Search the records below for the string "saltbo" and copy each line where it turns up.
=== Material for this exercise ===
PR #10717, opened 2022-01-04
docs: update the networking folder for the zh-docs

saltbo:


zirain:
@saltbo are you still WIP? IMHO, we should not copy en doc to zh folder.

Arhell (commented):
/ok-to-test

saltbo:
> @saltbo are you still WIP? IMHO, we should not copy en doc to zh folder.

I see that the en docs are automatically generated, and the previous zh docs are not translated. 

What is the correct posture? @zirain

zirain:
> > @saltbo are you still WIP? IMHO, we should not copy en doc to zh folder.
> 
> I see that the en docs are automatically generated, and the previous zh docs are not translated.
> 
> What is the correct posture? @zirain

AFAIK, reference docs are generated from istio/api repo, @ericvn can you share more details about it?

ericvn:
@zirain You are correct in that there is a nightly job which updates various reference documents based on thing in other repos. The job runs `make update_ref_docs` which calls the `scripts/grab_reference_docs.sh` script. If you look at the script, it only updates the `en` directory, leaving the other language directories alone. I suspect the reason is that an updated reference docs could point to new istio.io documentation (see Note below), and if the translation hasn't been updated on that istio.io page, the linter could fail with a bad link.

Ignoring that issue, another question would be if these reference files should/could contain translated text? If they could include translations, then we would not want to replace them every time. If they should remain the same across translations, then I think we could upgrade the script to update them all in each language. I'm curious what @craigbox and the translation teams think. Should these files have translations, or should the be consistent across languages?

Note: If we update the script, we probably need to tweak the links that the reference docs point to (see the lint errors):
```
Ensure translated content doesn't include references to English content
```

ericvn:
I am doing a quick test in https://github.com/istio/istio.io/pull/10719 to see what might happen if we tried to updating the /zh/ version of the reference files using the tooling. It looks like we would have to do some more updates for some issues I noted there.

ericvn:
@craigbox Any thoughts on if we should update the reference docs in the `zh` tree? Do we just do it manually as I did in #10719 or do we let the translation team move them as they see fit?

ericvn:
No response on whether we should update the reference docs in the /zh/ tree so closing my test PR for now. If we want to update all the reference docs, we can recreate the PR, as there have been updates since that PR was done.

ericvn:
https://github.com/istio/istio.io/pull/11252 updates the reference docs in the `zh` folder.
===
=== Material for this exercise ===
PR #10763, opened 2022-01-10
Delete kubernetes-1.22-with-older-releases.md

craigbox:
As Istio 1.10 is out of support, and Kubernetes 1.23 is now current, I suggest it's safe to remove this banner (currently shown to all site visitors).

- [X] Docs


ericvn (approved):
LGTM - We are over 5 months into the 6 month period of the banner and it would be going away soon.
===
Answer to this exercise
saltbo:
@saltbo are you still WIP? IMHO, we should not copy en doc to zh folder.
saltbo:
> @saltbo are you still WIP? IMHO, we should not copy en doc to zh folder.
> > @saltbo are you still WIP? IMHO, we should not copy en doc to zh folder.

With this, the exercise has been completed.